Uplink saturation from backoff¶

What it is¶

A failure mode where a retry loop on one dependency accidentally write-amplifies a second dependency, and the second dependency's write path saturates the network uplinks. The hazard is that the retry loop is usually read-only (or "harmless reconnect"), but the retry invocation's side effect in the second system is write-traffic — and the retry rate is the fleet size times the retry cadence, which can dwarf normal write load.

Mechanism¶

Preconditions:

Two systems share a code path at the client. A single operation in your application touches System A (the dependency that breaks) and System B (the dependency that ends up saturating).
System A goes down. Clients enter their reconnect/backoff loop.
Each reconnect attempt re-executes the shared code path. Every retry of the A-reconnect quietly re-invokes the write path to B.
B has no independent rate-limit against client retries.

Now every node in a fleet of thousands is retrying multiple times per second, each retry producing a write to B. B's write throughput scales linearly with fleet size × retry rate — which can trivially exceed any provisioned uplink.

Canonical wiki instance — Fly.io Consul cert expiry¶

For a long time Fly.io ran Consul and Corrosion side-by-side for resiliency. A Consul mTLS certificate expired; every worker severed its Consul connection and entered a reconnect backoff loop. Each reconnect attempt re-invoked a code path to update Fly Machine state. That code path incurred a Corrosion write.

"By the time we've figured out what the hell is happening, we're literally saturating our uplinks almost everywhere in our fleet. We apologize to our uplink providers." (sources/2025-10-22-flyio-corrosion)

Consul (the dead system) wasn't the saturating load. Corrosion (the healthy system, a side-effect of the retry loop) was.

Mitigations¶

Independent rate-limiters on any dependency's write path. Don't assume that because System A's retries don't affect System A's throughput, they don't affect anything else.
Audit shared code paths — at least at the clients — for write amplification on retry.
Circuit breakers on shared-code-path failure. If A is unhealthy, break the shared path entirely rather than keeping B-writes active as a side-effect.
Jittered exponential backoff is necessary but not sufficient — the saturation is driven by the write amplification, not just the retry rate.
Design for "what if my passive dependency becomes write-amplifying?" — an underappreciated class of blast-radius question.

Structural lesson¶

A distributed system's worst failure mode is often when a passive dependency (retried over and over to re-establish connectivity) accidentally becomes a write-amplifying dependency via retry feedback.
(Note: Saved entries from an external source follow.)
PR #904, opened 2023-02-03
Select and Configure Input Channels

dhing1024:
I think this is about ready for others to look at, but it needs to be **\*\*thoroughly\*\*** tested before being merged in. There's a good amount of code refactoring and potential for regression bugs. I'm also a bit worried that there may be race conditions that I haven't run into.

### Windows

This doesn't fix the slowness issue on Windows, especially if there are many devices. When switching input channels or between Mono/Stereo the UI hangs. I think this has been looked at in the past without much success, so I'm leaving this as an unresolved action items for future work.

In terms of UI lag and UX, I'm not sure how it will affect Windows users with lots of devices. For all I know it could be worse with these changes.

### UI

- I made additional vertical space by making the initial window size a little taller to make room for new components. This means that some screens look a little awkwardly off-center vertically. (But just by a small amount). Those are minor issues that can be fixed in a separate PR, in my opinion.

- Some of the text might be adjusted later, though that should be pretty easy to update

- Volume meters should always display 2 channels being lit up. However, in the case of "Mono" and "Mix to Mono" being selected, only 1 channel should be transmitted over the network. In this case the second meter channel is just the first one copied over. If you connect to a VS studio, only 1 channel should light up (and patchbay on the server should only indicate 1 connection)

- This PR refactors the setup/settings screen UI state management that covers every dropdown. For example, if the user is currently on a 2-input channel device, has "1 & 2" and "Mix-to-Mono" selected, then switches to a 1 input device, the only option is "1" and "Mono" which are selected automatically. This is implemented in a new function `VirtualStudio::validateDevicesState`

### Testing

Example with a 4i/4o emulated device on MacOS:

https://user-images.githubusercontent.com/26987971/217408018-b9311b92-1562-4d75-9838-6c2b9c58bd5e.mov

If you're on MacOS, you can configure an emulated device using the "Audio MIDI Setup" tool and creating an aggregate device. In this example, the aggregated device is 4 in - 4 out with audio coming in through channels 3 and 4. An actual physical audio interface would probably be better for testing and QA purposes, but if you don't have one this is also an option.

~~### JackTrip CLI~~

~~This PR adds a `--basesendchannelnum` option to the CLI to specify the starting channel (1-indexed). For example, specifying a value of 3 with 2 input channels tells JackTrip to send input channels 3 and 4. There is currently no option to select mono/stereo options with the CLI - it retains the same behavior as before.~~ removed this

### Misc

- The Stereo to Mono mixer is implemented as a Faust plugin. However, this one operates a little differently from the others in that the number of input channels != number of output channels. The StereoToMono plugin acts before any other ProcessPlugins run.

- ~~Channel numbers are 1-indexed all the way through except for at the RtAudioInterface level~~ changed to 0-indexed

- Most of these changes are at the moment only available through VS GUI mode with the RTAudio backend. The new CLI behavior is an exception.

- When selecting 2 channels, only consecutive stereo pairs starting with an odd numbered channel are available.

- This PR does change the constructor for the `JackTrip` class as well as the audio interface classes


src/gui/Settings.qml
```diff
@@ -625,11 +623,164 @@ Item {
...
+                anchors.left: inputMixModeCombo.left
+                anchors.leftMargin: 2 * virtualstudio.uiScale
+                anchors.right: inputMixModeCombo.right
+                anchors.top: inputMixModeCombo.bottom
+                anchors.topMargin: 8 * virtualstudio.uiScale
+                textFormat: Text.RichText
+                wrapMode: Text.WordWrap
+                text: (() => {
+                    if (virtualstudio.inputMixMode === "stereo") {
+                        return "Treat the channels as Left and Right signals, coming through each speaker separately.";
```
nwang92, line 763: IMO it'd be nice to bring up the fact that mix-to-mono would save bandwidth which could result in a better overall experience?

src/gui/virtualstudio.cpp
```diff
@@ -113,9 +113,21 @@ VirtualStudio::VirtualStudio(bool firstRun, QObject* parent)
...
+    if (m_inputDevice == QStringLiteral("(default)")) {
+        m_inputDevice = "";
+    }
+    if (m_outputDevice == QStringLiteral("(default)")) {
+        m_outputDevice = "";
+    }
+
+    m_baseInputChannel = settings.value(QStringLiteral("BaseInputChannel"), 1).toInt();
+    m_numInputChannels = settings.value(QStringLiteral("NumInputChannels"), 1).toInt();
+    m_inputMixMode = settings.value(QStringLiteral("InputMixMode"), "Mono").toString();
```
nwang92, line 129: Does case matter here? `Mono` vs `mono` - I see `m_inputMixMode` being compared to the lower-case "mono" in other parts of the code

nwang92, line 129: There's probably more audio-specific context I don't have around this, but I wonder if this is the best setting to pick with respect to backwards compatibility?

I could be wrong, but my understanding is right now all existing JackTrip app users are sending 2 stereo channels (assuming their device supports it). If our goal is to provide a better experience on bandwidth-limited environments by sending only 1 channel, would a default of `m_inputMixMode = "mix-to-mono"` achieve what we want while also preventing existing users from changing their setup?

I'm also looking at the fact that the Setup view could never be seen by existing users because you've unchecked the "Ask again next time" box. IDK, it feels like there may be a small chance that we "break" an existing user's setup by changing the default option from 2 channels/stereo -> 1 channel/mono.

mikedickey: I haven't looked at the code, but agree that we need to have 2 defaults:

1. Existing installs/upgrades: migrate to 2 channels / Stereo (channels 1 & 2)
2. Fresh installs: 1 channel/mono (channel 1)

ntonnaett:
I think we should be agnostic to the channel setup. The user might want to send channels 2,3 and 5 and mix them down to one channel for example. That might not be possible with RtAudio but with JACK and Pipewire. If we have a list of input channels, we can just count them to get the number of channels. For RtAudio we can take the lowest number as base channel. We could also make arbitrary channels possible by getting all channels from RtAudio but only using the selected.

src/gui/virtualstudio.cpp
ntonnaett: The mix mode should be an enum (class). Maybe it could be added to AudioInterfaceMode.h

src/RtAudioInterface.cpp
```diff
@@ -170,12 +184,30 @@ void RtAudioInterface::setup(bool verbose)
...
+        mNumInChans = dev_info_input.inputChannels
+                      - static_cast<unsigned int>(AudioInterface::getBaseInputChannel())
+                      + 1;
+        AudioInterface::setNumInputChannels(mNumInChans);
+    }
+
+    if (mNumInChans == 2 && mInputMixMode == "mix-to-mono") {
+        AudioInterface::setNumInputChannels(1);
+    } else if (mNumInChans == 2) {
+        AudioInterface::setNumInputChannels(2);
```
ntonnaett, line 204: All those AudioInterface::function() are member functions not class function. To avoid confusion it is better to remove the class name.

src/RtAudioInterface.cpp
```diff
@@ -69,16 +77,22 @@ RtAudioInterface::~RtAudioInterface()
...
 
 //*******************************************************************************
 void RtAudioInterface::setup(bool verbose)
 {
     // Initialize Buffer array to read and write audio and members
-    mNumInChans  = getNumInputChannels();
-    mNumOutChans = getNumOutputChannels();
-    mInBuffer.resize(getNumInputChannels());
-    mOutBuffer.resize(getNumOutputChannels());
+    mNumInChans  = AudioInterface::getNumInputChannels();
```
ntonnaett, line 90: This looks recursive.

ntonnaett: Argh. It is. That probably happened because RtAudioInterface declares mNumInChans and mNumOutChans a second time. Should be removed.

src/AudioInterface.cpp
```diff
@@ -111,35 +114,31 @@ AudioInterface::~AudioInterface()
     delete[] mAudioInputPacket;
     delete[] mAudioOutputPacket;
 #ifndef WAIR  // NOT WAIR:
-    for (int i = 0; i < mNumInChans; i++) {
+    for (int i = 0; i < mInProcessBuffer.size(); i++) {
```
ntonnaett, line 117: This cleanup is good. We should do this more proactive.

src/RtAudioInterface.cpp
```diff
@@ -417,47 +456,31 @@ int RtAudioInterface::stopProcess()
 
 //*******************************************************************************
 void RtAudioInterface::getDeviceList(QStringList* list, QStringList* categories,
-                                     bool isInput)
+                                     QList<int>* channels, bool isInput)
 {
     RtAudio baseRtAudio;
```
ntonnaett, line 461: I think there's a member mRtAudio for this.

src/RtAudioInterface.h
```diff
@@ -96,14 +101,20 @@ class RtAudioInterface : public AudioInterface
...
     QVarLengthArray<float*>
         mInBuffer;  ///< Vector of Input buffers/channel read from JACK
     QVarLengthArray<float*>
         mOutBuffer;     ///< Vector of Output buffer/channel to write to JACK
     RtAudio* mRtAudio;  ///< RtAudio class if the input and output device are the same
+
+    int mNumInChans;        ///< Number of Input Channels
+    int mNumOutChans;       ///< Number of Output Channels
+    int mBaseInChan;        ///< Base Input Channel
+    QString mInputMixMode;  ///< Input Mixing Mode
```
ntonnaett, line 113: Those are partly redundant and should go to the base class.

src/gui/virtualstudio.cpp
dhing1024: Yes this should be lowercase. I probably will go ahead and make this an enum though

dhing1024: Done here: https://github.com/jacktrip/jacktrip/pull/904/commits/d26741e9d08abd2bf3f2bf1d5d20a5606f56f819

dhing1024:
@ntonnaett I think the most recent commits address most of your comments.

- I was able to remove the redundant member variables in `RtAudioInterface.h`. One of the assumptions this broke was that the Audio Interface member variable `mNumInChans` was being used as both the number of input channels from hardware as well as the number of input channels to network. With mix-to-mono, you can have 2 channels from your microphone and only want to send 1 channel to the network. To get around that, I created local variables in `AudioInterface.cpp` where `mNumInChans` and `mNumOutChans` were being used and adjusted the input channel count if we were in the mix-to-mono mode. I'm not sure if that's the best solution, but I think it works.

- With regards to arbitrary input channel selection, I'm not sure how much additional benefit that would bring over being able to select consecutive input channels. Being able to select channels besides 1 and 2, even if they need to be consecutive, is already an improvement over the existing limitations, and is how I imagine how most people would set themselves up anyways. So maybe we can hold that off for another time?

Another random thing this does: in `vsAudioInterface.cpp`, we were directly updating things like the device to use in the `m_audioInterface` variable from the setter function, which I took out. With the device name it's less important, but with something like the number of channels, it does make a difference. Updating the number of channels, for instance, immediately changes `mNumInChans` in the audio interface class before the audio process can stop, which messes with things like buffer allocations and usually leads to the app crashing. See https://github.com/jacktrip/jacktrip/pull/904/commits/e5f240d1054cfd5a69a77e10bd0e58e9a17a48be#diff-d0c60d9b6f990a02918f8d909d0799c60c9883df2965760c8bb2f06d929130f2

src/RtAudioInterface.cpp
dhing1024: Definitely some work to be done in this area. There might be ways to refactor this so it runs faster, particularly on Windows. This PR is getting a bit thick so maybe I'll hold off on this for another time.

dyfer:
I think being able to send channels above the first two from the interface is a great addition. Here are my thoughts:
- while I think that for mono/stereo only functionality consecutive channel selection might be okay, I think the long term goal should be to select any combination of channels, and also be able to mix them down to mono/stereo - or not. I'd suggest looking how SonoBus does this - it allows selecting non-consecutive channels and then freely mix them up into mono/stereo or send as multiple streams.
  - planning for non-consecutive channel selection would probably also require slightly different approach to the CLI flags. Whether non-consecutive channel selection makes it into JT in this PR, I think ideally the way new CLI flags are set up should allow for non-consecutive selection in the future, without adding new flags.
- this might be the first instance where there's a considerable divergence between VS and Classic GUI functionality. Ideally, I'd like such PR to update both GUIs, but I'm not sure if this is doable.

A typical setup for non-consecutive channel selection (with mixdown to mono/stereo, considering the structure of virtual studio servers) is where there's an instrument (keyboard etc) connected to a pair of line inputs, and a microphone for communication and/or singing. In this case mic might be on input 1, while the keyboard on 3&4 or higher up, depending on the audio interface.

ntonnaett:
> @ntonnaett I think the most recent commits address most of your comments.
> 
>     * I was able to remove the redundant member variables in `RtAudioInterface.h`. One of the assumptions this broke was that the Audio Interface member variable `mNumInChans` was being used as both the number of input channels from hardware as well as the number of input channels to network. With mix-to-mono, you can have 2 channels from your microphone and only want to send 1 channel to the network. To get around that, I created local variables in `AudioInterface.cpp` where `mNumInChans` and `mNumOutChans` were being used and adjusted the input channel count if we were in the mix-to-mono mode. I'm not sure if that's the best solution, but I think it works.

I was already wondering about the local variables. Makes sense now. The whole number-of-channels situation is a mess. Hope we can clean this up at some point, but this probably results in a lot of refactoring.

src/AudioInterface.cpp
```diff
@@ -41,21 +41,25 @@
...
+#include "InputMixMode.h"
 #include "JackTrip.h"
 
 using std::cout;
 using std::endl;
 
 //*******************************************************************************
-AudioInterface::AudioInterface(JackTrip* jacktrip, int NumInChans, int NumOutChans,
+AudioInterface::AudioInterface(JackTrip* jacktrip, int BaseInChan, int NumInChans,
+                               int NumOutChans, int InputMixMode,
```
ntonnaett, line 52:
```suggestion
                               int NumOutChans, InputMixMode InputMixMode,
```

If you use InputMixMode everywhere, you don't need to static_cast anymore.

src/JackAudioInterface.cpp
```diff
@@ -86,12 +86,12 @@ JackAudioInterface::JackAudioInterface(
...
 //*******************************************************************************
 JackAudioInterface::JackAudioInterface(
-    int NumInChans, int NumOutChans,
+    int BaseInChan, int NumInChans, int NumOutChans,
 #ifdef WAIR  // wair
     int NumNetRevChans,
 #endif  // endwhere
     AudioInterface::audioBitResolutionT AudioBitResolution, const QString& ClientName)
-    : AudioInterface(nullptr, NumInChans, NumOutChans,
+    : AudioInterface(nullptr, BaseInChan, NumInChans, NumOutChans, -1,
```
ntonnaett, line 94: Is -1 the InputMixMode? If yes, add the meaning to the enum.

OConnorStP:
Is this capability also going to be available in Classic mode and command-line, for both input and output channels?

dyfer:
I see your point @mikedickey . But I think it would be beneficial to at least keep the CLI arguments the same between the two modes, i.e. choose new CLI argument and format that would support non-consecutive inputs, once implemented in the Classic GUI (or for command-line use), e.g. `-audioinputchannelarray [0,1,4]`. 
Once we add new CLI arguments, it's difficult to remove them in order not to break people's workflow, so I think extra care should be exercised when adding new ones.

OConnorStP:
I agree with Marcin, and would like to argue that this isn't merely an interface feature -- it seems to me to be a change to the way that jacktrip handles channels.  a much-needed one, btw.

dhing1024:
I see the point that the CLI option would want to be agnostic to the user's input setup. I can take that out for now while this feature is still not fully mature to avoid any backwards compatibility issues. I can also look into making some of the underlying logic a little more setup-agnostic as well, but not planning on including output channel setup or classic mode in this PR, to limit scope. Hopefully that satisfies usability needs for our Virtual Studio users while also making it easier to extend this work in the future.

dyfer:
Thanks @dhing1024 
I agree that not including the CLI option for now is better than introducing an option that would need to be reworked later.

ntonnaett:
IMO we should include the CLI option but add to the help message that this flag will eventually be removed if a more flexible solution gets implemented.

dhing1024:
I think these updates address people's comments on the overall design of this feature:
- removes the CLI option
- changes some of the low-level code to allow for more agnostic channel setups by passing `QVarLengthArray`'s of integer channel numbers rather than just the number of desired channels.
- changed channel indexing to 0-based. It seems like that may be a little more standard, but not totally sure about that
- uses the input mix mode enum more generally throughout. I left it as-is with `static_cast` for some of the virtual studio code parts because the enums don't play super well with some of the Qt stuff
- changed the enums to have `0 = InputMixMode::UNSET` option.

Let me know if anyone has additional comments they would like to share. I really appreciate the effort others have put in to look at this PR, since there are a lot of changes here.

nwang92:
Still trying to grok all the code changes here, but from functional testing this seems to work well!

src/gui/Setup.qml
```diff
@@ -1259,11 +1257,164 @@ Item {
...
+                id: inputMixModeHelpMessage
+                anchors.left: inputMixModeCombo.left
+                anchors.leftMargin: 2 * virtualstudio.uiScale
+                anchors.right: inputMixModeCombo.right
+                anchors.top: inputMixModeCombo.bottom
+                anchors.topMargin: 8 * virtualstudio.uiScale
+                textFormat: Text.RichText
+                wrapMode: Text.WordWrap
+                text: (() => {
+                    if (virtualstudio.inputMixMode === "stereo") {
```
nwang92, line 1396: I think these messages have disappeared because `virtualstudio.inputMixMode` is no longer a string

src/gui/Settings.qml
```diff
@@ -626,39 +670,165 @@ Item {
...
+                id: inputMixModeHelpMessage
+                anchors.left: inputMixModeCombo.left
+                anchors.leftMargin: 2 * virtualstudio.uiScale
+                anchors.right: inputMixModeCombo.right
+                anchors.top: inputMixModeCombo.bottom
+                anchors.topMargin: 8 * virtualstudio.uiScale
+                textFormat: Text.RichText
+                wrapMode: Text.WordWrap
+                text: (() => {
+                    if (virtualstudio.inputMixMode === "stereo") {
```
nwang92, line 810: Same here regarding the type of `virtualstudio.inputMixMode`

src/RtAudioInterface.cpp
```diff
@@ -40,27 +40,35 @@
 #include <QString>
 #include <cstdlib>
 
+#include "./InputMixMode.h"
+#include "InputMixMode.h"
```
nwang92, line 44: Duplicate imports here?

src/JackTrip.cpp
```diff
@@ -237,34 +251,66 @@ void JackTrip::setupAudio(
...
         mAudioInterface->setBufferSizeInSamples(mAudioBufferSize);
         mAudioInterface->setup(true);
         // Setup might have reduced number of channels
+
+        // TODO: Add check for if base input channel needs to change
         mNumAudioChansIn  = mAudioInterface->getNumInputChannels();
         mNumAudioChansOut = mAudioInterface->getNumOutputChannels();
+        if (mNumAudioChansIn == 2
+            && static_cast<int>(mInputMixMode)
+                   == static_cast<int>(InputMixMode::MIXTOMONO)) {
```
ntonnaett, line 279: Those static_casts shouldn't be necessary because both are of type InputMixMode.

src/RtAudioInterface.cpp
```diff
@@ -170,12 +196,17 @@ void RtAudioInterface::setup(bool verbose)
...
 
-    if (static_cast<unsigned int>(getNumInputChannels()) > dev_info_input.inputChannels) {
-        setNumInputChannels(dev_info_input.inputChannels);
+    if (static_cast<unsigned int>(baseChanIn) + static_cast<unsigned int>(chansIn)
+        > dev_info_input.inputChannels) {
+        baseChanIn = 0;
+        chansIn    = 2;
+        if (static_cast<unsigned int>(dev_info_input.inputChannels) < 2) {
+            chansIn = 1;
+        }
```
ntonnaett, line 205: The first one looks like dev_info_input.inputChannels is unsigned. So the static_cast the second time  is not necessary. Did you try making baseChanIn, chansIn and chansOut unsigned in the first place?

ntonnaett:
Those last changes are really appreciated. Makes it a lot more future proof IMO. Great work! I'm pretty happy with what we ended up now.

src/gui/Setup.qml
dhing1024: that is definitely what happened there

src/JackTrip.cpp
dhing1024: hmm I thought an early run of GHA was getting caught up on this line, but I guess it must have been some other thing

src/RtAudioInterface.cpp
dhing1024: Yes that turns out to be cleaner

nwang92 (approved):

psiborg112:
A bit late to the party here, but is there any reason why InputMixMode isn't just an enum within AudioInterface.h like all of the other Audio Interface related properties?

psiborg112:
As a follow on from my previous comment, I have a branch (inputMixMode) that does exactly that. It gets rid of InputMixMode.h and moves the enum to AudioInterface.h (which was already an include in every file that InputMixMode.h was used in). Also renamed to inputMixModeT to keep it consistent with previous naming conventions.

mikedickey (approved):

mikedickey:
@psiborg112 since this is a big one that has been hanging around for a while, I think we should merge this and do a separate PR for your changes to inputMixMode?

The cost of the retry wasn't in the dependency; it was in the side effect.

Seen in¶

sources/2025-10-22-flyio-corrosion — canonical primary source. The Consul-cert-expiry incident is the wiki's named instance.

concepts/thundering-herd — the classical sibling (many clients hitting one dependency at once).
systems/consul — the dependency whose outage triggered the shape at Fly.io.
systems/corrosion-swim — the write-amplification target.
concepts/blast-radius — the generalised framing.